[Task goal] Report the count of lines below in which the string "files" occurs; include nothing else.
--- Supplied entries Enclosed Below ---
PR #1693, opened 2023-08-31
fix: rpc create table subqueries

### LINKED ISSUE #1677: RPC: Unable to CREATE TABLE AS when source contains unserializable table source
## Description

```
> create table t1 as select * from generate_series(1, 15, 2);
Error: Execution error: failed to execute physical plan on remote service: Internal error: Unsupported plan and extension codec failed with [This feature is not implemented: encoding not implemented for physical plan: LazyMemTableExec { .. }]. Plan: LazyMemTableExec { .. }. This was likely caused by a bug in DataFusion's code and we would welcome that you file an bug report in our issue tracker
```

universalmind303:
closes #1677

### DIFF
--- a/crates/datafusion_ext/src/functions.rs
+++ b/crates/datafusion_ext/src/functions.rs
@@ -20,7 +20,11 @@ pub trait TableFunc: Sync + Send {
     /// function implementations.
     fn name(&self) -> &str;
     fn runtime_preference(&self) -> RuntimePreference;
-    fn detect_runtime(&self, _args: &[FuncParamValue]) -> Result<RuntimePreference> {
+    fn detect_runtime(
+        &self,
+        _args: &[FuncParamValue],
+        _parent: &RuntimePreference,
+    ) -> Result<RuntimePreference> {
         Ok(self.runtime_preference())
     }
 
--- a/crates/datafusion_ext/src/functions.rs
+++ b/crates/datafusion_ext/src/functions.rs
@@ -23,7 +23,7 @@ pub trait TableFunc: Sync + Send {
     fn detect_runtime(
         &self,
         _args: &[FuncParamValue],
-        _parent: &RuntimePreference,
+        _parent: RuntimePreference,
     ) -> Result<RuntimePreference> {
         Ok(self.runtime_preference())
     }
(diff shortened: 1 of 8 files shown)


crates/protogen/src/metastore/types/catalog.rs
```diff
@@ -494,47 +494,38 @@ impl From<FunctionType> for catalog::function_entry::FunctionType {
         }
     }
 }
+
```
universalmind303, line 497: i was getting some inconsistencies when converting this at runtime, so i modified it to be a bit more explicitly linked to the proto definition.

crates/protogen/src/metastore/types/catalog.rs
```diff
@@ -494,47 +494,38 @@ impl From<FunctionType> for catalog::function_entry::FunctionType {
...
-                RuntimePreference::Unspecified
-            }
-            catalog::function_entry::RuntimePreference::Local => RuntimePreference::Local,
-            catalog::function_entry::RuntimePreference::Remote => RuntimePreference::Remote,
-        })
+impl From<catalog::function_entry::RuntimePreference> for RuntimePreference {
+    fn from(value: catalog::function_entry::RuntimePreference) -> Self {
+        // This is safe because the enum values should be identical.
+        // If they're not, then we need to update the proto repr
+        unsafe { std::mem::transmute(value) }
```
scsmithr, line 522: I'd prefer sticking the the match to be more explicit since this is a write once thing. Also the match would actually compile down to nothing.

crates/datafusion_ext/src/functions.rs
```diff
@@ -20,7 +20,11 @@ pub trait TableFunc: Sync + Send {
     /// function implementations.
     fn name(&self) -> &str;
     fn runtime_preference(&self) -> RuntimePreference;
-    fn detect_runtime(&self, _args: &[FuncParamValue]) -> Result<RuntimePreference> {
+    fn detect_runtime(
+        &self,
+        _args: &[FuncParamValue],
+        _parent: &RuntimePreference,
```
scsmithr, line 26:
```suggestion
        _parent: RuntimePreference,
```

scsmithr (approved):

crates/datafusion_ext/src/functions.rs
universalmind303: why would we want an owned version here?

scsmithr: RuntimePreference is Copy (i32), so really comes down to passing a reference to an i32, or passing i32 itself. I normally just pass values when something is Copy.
--- End of Enclosed Supplied entries ---
--- Supplied entries Enclosed Below ---
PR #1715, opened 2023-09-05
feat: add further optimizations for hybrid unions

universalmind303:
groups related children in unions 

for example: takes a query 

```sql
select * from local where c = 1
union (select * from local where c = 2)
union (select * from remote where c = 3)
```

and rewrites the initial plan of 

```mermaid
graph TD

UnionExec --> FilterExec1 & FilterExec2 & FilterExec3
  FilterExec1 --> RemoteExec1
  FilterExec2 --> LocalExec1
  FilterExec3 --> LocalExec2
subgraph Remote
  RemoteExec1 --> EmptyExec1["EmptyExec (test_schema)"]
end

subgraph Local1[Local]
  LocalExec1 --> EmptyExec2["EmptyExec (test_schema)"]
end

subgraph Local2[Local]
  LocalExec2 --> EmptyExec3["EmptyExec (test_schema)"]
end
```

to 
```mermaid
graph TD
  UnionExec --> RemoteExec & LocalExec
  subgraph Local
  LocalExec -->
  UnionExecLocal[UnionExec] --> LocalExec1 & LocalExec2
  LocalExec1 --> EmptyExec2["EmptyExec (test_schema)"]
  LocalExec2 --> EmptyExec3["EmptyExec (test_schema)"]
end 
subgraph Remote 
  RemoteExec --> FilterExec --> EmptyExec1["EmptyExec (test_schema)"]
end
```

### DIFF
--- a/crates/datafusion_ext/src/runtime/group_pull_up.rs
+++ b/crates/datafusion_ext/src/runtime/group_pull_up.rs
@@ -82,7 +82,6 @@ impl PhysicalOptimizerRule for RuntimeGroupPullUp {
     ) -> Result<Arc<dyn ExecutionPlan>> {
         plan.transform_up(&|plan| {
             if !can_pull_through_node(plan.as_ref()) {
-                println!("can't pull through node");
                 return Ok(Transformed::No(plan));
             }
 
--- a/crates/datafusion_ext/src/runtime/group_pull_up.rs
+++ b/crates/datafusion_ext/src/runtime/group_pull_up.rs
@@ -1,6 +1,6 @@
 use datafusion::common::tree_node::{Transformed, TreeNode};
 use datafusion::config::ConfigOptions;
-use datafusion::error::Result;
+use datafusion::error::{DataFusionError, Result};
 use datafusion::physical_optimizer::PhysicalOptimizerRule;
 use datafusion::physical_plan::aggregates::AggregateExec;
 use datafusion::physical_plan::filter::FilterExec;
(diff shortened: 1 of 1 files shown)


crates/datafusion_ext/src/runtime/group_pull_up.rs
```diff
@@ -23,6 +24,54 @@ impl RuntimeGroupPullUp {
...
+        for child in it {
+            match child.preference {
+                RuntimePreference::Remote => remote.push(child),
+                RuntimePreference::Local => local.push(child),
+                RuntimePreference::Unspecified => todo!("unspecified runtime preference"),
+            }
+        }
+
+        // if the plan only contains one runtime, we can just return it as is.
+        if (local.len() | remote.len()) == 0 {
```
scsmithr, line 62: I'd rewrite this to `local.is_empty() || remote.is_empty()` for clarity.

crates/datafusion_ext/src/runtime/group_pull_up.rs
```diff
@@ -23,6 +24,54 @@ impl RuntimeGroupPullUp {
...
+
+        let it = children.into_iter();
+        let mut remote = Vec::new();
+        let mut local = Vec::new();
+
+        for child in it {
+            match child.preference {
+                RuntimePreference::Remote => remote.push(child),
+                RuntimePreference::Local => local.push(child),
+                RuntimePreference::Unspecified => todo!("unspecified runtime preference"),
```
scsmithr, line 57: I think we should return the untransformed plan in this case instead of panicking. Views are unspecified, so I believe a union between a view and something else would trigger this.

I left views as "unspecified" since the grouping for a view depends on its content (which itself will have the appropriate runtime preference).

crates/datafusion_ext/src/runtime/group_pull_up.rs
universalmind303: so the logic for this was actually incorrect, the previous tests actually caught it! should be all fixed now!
--- End of Enclosed Supplied entries ---
--- Supplied entries Enclosed Below ---
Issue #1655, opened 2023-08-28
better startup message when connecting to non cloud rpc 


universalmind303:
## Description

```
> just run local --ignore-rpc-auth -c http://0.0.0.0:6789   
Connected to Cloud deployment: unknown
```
--- End of Enclosed Supplied entries ---
[Task response] 2